Regulatory annotation of plant genomes by means of functional chromatin signatures and comparative sequence analysis

01 December 2012 → 31 August 2016
Regional and community funding: IWT/VLAIO
Research disciplines
  • Natural sciences
    • Plant biology
regulatory annotation plants transcriptional regulation gene expression
Project description

Transcriptional regulation is a dynamic process that plays an important role in establishing gene expression profiles during development or in response to (a)biotic stimuli. The aims of this project consisted of two parts: one is the study of how transcriptional regulation and gene expression is organized across the genome. The second consists of applying the obtained datasets to assign function to TFs and their target genes with previously unknown function.
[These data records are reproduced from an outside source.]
PR #446, opened 2023-01-30
Notebook connect

danielfdsilva:
Contributes to https://github.com/NASA-IMPACT/veda-architecture/issues/174
This sets up the baseline for the notebook connect widget for veda.

Currently the notebook connect presents itself as a button in the dataset overview and explore pages:

| | |
|--|--|
|image|image|

Clicking the button will open a modal with the content that is currently on the usage page for each dataset.

image

> ⚠️ If the dataset has no `usage` defined on the MDX file, the button will not be available.

There is also an option to add a callout to a long form text page (like discoveries). Here the user will have to specify some text for the callout and the dataset for which to load the usage. Example:  
  

image

The code to generate this being:
```jsx
<NotebookConnectCallout datasetId='no2'>
  Lorem sed risus ultricies tristique nulla. Sed faucibus turpis in eu mi
  bibendum neque egestas congue. Mi proin sed libero enim sed. Odio aenean
  sed adipiscing diam donec adipiscing tristique risus.
</NotebookConnectCallout>
```

What are your thoughts @j08lue @abarciauskas-bgse @michaelgsuttles?

----

## Content updates

Feel free to suggest a name change for the button and modal title.  
The modal content is currently dynamically generated from the [`usage` property](https://github.com/NASA-IMPACT/veda-config/blob/develop/docs/CONTENT.md#datasets). We can change the common hardcoded portion if needed.

----

## Next steps

This is what we propose for a first release. Next up is having the button on top of charts and small maps in the long form pages. This requires some more complex technical changes, but wanted to have something to start with.

### DIFF
--- a/app/scripts/components/common/mapbox/map.tsx
+++ b/app/scripts/components/common/mapbox/map.tsx
@@ -16,6 +16,7 @@ import { aoiCursorStyles, useMbDraw } from './aoi/mb-aoi-draw';
 import ProjectionSelector from './projection-selector';
 import { useMapboxControl } from './use-mapbox-control';
 import { convertProjectionToMapbox } from './projection-selector/utils';
+
 import { round } from '$utils/format';
 
 mapboxgl.accessToken = process.env.MAPBOX_TOKEN ?? '';
--- a/app/scripts/components/common/mdx-content.js
+++ b/app/scripts/components/common/mdx-content.js
@@ -16,6 +16,7 @@ import {
   LazyScrollyTelling,
   LazyMap
 } from '$components/common/blocks/lazy-components';
+import { NotebookConnectCalloutBlock } from '$components/common/notebook-connect';
 
 function MdxContent(props) {
   const pageMdx = useMdxPageLoader(props.loader);
@@ -37,7 +38,8 @@ function MdxContent(props) {
           Map: LazyMap,
           ScrollytellingBlock: LazyScrollyTelling,
           Chart: LazyChart,
-          CompareImage: LazyCompareImage
+          CompareImage: LazyCompareImage,
+          NotebookConnectCallout: NotebookConnectCalloutBlock
         }}
       >
         <pageMdx.MdxContent />
--- a/app/scripts/components/common/notebook-connect.tsx
+++ b/app/scripts/components/common/notebook-connect.tsx
@@ -1,0 +1,151 @@
+import React, { useCallback, useState } from 'react';
+import styled from 'styled-components';
+import { multiply, themeVal } from '@devseed-ui/theme-provider';
+import { Button, ButtonProps } from '@devseed-ui/button';
+import { CollecticonCode } from '@devseed-ui/collecticons';
+import { Modal } from '@devseed-ui/modal';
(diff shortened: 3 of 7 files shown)


j08lue:
Great to see this feature taking shape, thanks, @danielfdsilva!

> Feel free to suggest a name change for the button and modal title.

### Dataset page

So we have

image

Could we do this:

image

The point is: It is not just code the user might want to use, it could also be links to load the data in QGIS or so. If you do not like the here/elsewhere distinction, I would just say:

image

### Exploration page

We have:

image

I think this button looks like a map control (zoom, layers, etc). I would not expect that this is my gateway to other places I can use this data. Can we place this somewhere else than on the map and also include the same label/text as on the Dataset page (Use data [elsewhere] or so), please? At the bottom of the side panel, for example?

danielfdsilva:
We are looking to have a consistent language for this feature so that it can be present throughout the application and can then be easily included in the [updated dashboard vision](https://docs.google.com/document/d/1UT1bK7wTivPvSsTGP5073PISwYjbSsSTrhg6NizmnLM/edit) (Dashboard V1).

So far we've identified essentially 3 different contexts where this notebook connect widget would appear:
- Dataset overview and explore
- Long form content (e.g. Discoveries) in the form of a callout
- Long form media content (charts, maps, figures)

The way the feature presents itself should be fairly similar as to be recognisable by the user. The current approach relied on having a trigger button that displays a modal, however this button is not visible or prominent enough being confused with map controls.

Some points from a discussion on this:
- Moving the list of links to the side panel leads to a solution that does not scale, nor works for the Dashboard V1.
- Having the button on top of the media content (charts, maps, etc) has the same issue of lack of clarity.
- Simply changing the color of the button can clash with the visual language of the dashboard.

A global cohesive solution has us going back to the drawing board.

In the meantime we can release this as is, which may allow us to gather additional feedback, unless it is not worth the confusion it may cause.

ricardoduplos (approved):

hanbyul-here (approved):
👍

nerik (approved):

j08lue:
> In the meantime we can release this as is, which may allow us to gather additional feedback, unless it is not worth the confusion it may cause.

Great, thank you for these reflections. As we discussed, an initial release as-is would be appreciated, so we can easily gather more feedback. 

I do not see a risk of confusion, since the usage information does not exist on many assets (and the new controls will be hidden when it is not) and we do not have (m)any production users yet who would trip on this.

michaelgsuttles:
@danielfdsilva @nerik @hanbyul-here Is this live somewhere to view? I'm still noodling a bit on exact wording for buttons but this is an awesome start!

danielfdsilva:
@michaelgsuttles Currently on staging, but not all datasets have usage info. Check [no2](https://visex.netlify.app/covid-19/datasets/no2)

michaelgsuttles:
@danielfdsilva Thanks! I think there may be some confusion with the broad meaning of "Use Data" -- would "Analyze Data in Python" be too long? Other options I can think of: "Analyze Data", "Launch Code", "Launch Jupyter Notebook"... Perhaps polling the scientists would reveal which one they find clearest?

The research presented in this thesis starts with the development of a phylogenetic footprinting approach for the identification of conserved non-coding sequences (CNSs) in Arabidopsis thaliana using genomic information of 12 dicot plants. In this approach both alignment and non-alignment-based techniques were applied to identify functional motifs in a multi-species context. The method accounts for incomplete motif conservation as well as high sequence divergence between related species. In total, we identified 69,361 footprints associated with 17,895 genes. A gene regulatory network was compiled, through the integration of known TFBS obtained from literature and experimental studies, containing 40,758 interactions, of which two-thirds act through binding events located in DNase I hypersensitive sites. This network shows significant enrichment towards in vivo targets of known regulators and its overall quality was confirmed using five different biological validation metrics. Finally, a proof of concept experiment using detailed expression and function information was performed to demonstrate how static CNSs can be converted into condition-dependent regulatory networks, offering new opportunities for regulatory gene annotation.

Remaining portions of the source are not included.